> [Exercise requirements]: Go through the data below and copy each line where the word "preInit" occurs.

Segment Start: The records

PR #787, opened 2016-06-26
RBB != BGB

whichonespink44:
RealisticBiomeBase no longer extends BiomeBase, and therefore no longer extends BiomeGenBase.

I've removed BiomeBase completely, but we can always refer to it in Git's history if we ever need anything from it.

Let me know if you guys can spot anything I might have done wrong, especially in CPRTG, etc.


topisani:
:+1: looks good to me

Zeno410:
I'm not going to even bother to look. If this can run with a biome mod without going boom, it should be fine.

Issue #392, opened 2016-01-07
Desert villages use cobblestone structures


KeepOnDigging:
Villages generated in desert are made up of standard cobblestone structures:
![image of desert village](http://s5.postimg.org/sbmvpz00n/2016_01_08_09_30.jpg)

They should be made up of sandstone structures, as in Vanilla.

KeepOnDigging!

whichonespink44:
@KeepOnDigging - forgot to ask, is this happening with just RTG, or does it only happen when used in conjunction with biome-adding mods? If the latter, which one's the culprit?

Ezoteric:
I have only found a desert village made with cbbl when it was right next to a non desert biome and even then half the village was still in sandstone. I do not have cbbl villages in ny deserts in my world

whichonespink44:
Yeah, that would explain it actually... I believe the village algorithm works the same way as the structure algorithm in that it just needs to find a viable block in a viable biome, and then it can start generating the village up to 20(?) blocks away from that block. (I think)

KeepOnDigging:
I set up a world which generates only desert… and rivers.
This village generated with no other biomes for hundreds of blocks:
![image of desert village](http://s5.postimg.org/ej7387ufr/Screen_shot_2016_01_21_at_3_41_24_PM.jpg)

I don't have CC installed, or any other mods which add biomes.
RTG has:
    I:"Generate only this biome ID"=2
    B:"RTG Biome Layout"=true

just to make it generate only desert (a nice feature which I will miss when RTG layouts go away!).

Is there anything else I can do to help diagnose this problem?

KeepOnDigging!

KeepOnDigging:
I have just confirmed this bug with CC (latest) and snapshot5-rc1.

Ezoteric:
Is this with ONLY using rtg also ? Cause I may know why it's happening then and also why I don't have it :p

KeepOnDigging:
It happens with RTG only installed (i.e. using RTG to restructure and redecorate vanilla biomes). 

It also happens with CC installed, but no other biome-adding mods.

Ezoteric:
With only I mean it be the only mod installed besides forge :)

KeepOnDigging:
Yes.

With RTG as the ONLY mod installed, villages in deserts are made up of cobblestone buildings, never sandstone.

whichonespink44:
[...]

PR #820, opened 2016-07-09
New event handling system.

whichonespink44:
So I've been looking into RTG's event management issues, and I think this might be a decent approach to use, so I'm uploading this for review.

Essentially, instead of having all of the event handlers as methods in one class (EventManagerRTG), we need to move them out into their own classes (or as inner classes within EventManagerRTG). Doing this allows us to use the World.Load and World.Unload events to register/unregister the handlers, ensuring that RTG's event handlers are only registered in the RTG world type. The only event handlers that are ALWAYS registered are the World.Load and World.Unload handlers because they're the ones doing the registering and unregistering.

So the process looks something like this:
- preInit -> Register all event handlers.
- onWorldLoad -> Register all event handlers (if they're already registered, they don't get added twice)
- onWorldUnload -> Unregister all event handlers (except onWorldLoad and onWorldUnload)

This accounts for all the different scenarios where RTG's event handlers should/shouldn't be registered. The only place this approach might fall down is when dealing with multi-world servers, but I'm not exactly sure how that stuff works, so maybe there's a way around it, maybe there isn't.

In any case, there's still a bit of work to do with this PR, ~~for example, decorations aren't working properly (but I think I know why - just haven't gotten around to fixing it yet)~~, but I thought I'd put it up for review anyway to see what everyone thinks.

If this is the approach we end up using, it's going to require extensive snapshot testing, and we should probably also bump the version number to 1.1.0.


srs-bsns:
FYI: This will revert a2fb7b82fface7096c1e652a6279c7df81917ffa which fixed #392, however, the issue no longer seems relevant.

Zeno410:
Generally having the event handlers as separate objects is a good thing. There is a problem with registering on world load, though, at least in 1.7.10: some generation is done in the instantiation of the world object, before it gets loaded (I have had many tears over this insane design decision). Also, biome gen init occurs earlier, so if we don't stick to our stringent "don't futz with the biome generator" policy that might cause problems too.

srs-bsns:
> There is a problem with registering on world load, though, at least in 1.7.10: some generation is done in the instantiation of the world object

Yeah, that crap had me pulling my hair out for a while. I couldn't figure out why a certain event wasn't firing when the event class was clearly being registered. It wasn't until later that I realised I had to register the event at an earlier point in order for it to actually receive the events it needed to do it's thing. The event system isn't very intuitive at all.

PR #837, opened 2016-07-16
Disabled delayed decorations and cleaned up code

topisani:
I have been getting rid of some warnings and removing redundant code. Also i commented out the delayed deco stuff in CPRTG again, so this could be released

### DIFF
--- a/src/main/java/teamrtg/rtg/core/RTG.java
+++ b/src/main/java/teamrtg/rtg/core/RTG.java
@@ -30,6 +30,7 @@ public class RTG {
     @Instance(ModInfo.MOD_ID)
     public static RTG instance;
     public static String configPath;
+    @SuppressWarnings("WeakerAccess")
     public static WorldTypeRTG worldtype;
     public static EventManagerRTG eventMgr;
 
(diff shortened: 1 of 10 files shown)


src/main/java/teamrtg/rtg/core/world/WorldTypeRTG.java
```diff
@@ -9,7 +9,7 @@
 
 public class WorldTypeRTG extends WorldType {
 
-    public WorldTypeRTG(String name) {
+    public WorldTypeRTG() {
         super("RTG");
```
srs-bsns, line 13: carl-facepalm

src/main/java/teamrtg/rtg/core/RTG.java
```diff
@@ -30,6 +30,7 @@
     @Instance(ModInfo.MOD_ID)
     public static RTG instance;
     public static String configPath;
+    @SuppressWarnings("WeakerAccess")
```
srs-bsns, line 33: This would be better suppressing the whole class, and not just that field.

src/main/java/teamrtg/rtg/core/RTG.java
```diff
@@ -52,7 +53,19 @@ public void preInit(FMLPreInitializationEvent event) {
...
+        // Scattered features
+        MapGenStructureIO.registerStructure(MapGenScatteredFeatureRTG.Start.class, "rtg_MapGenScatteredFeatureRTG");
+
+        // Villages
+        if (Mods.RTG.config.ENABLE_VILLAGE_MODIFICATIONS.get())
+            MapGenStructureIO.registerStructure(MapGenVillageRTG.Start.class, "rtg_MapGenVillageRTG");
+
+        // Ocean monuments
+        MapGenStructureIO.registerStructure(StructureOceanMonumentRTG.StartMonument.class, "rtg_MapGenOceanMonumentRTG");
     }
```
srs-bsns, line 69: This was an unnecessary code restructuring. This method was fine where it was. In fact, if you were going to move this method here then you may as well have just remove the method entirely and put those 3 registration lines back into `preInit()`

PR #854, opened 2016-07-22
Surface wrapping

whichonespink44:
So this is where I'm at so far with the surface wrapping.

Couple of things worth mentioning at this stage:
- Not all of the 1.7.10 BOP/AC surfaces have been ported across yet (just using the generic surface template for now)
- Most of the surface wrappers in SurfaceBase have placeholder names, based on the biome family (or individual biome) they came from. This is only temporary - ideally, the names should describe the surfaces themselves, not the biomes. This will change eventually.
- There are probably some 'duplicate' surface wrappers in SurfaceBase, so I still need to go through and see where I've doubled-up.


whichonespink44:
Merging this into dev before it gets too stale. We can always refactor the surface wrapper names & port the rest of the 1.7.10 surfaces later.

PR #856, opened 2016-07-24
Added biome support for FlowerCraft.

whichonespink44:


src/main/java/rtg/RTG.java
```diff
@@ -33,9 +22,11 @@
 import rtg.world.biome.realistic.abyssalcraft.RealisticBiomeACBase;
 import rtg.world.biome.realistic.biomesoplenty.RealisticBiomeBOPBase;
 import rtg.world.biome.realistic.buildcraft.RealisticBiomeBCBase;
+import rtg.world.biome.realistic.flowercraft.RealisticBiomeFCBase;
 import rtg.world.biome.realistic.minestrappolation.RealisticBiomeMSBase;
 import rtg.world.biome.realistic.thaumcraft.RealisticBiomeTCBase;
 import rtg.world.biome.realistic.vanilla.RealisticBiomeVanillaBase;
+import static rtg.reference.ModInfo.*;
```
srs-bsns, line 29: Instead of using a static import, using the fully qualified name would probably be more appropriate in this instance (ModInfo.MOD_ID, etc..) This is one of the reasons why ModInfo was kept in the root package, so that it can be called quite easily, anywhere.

Segment End: The records

> [Task response]:
- preInit -> Register all event handlers.
@@ -52,7 +53,19 @@ public void preInit(FMLPreInitializationEvent event) {
srs-bsns, line 69: This was an unnecessary code restructuring. This method was fine where it was. In fact, if you were going to move this method here then you may as well have just remove the method entirely and put those 3 registration lines back into `preInit()`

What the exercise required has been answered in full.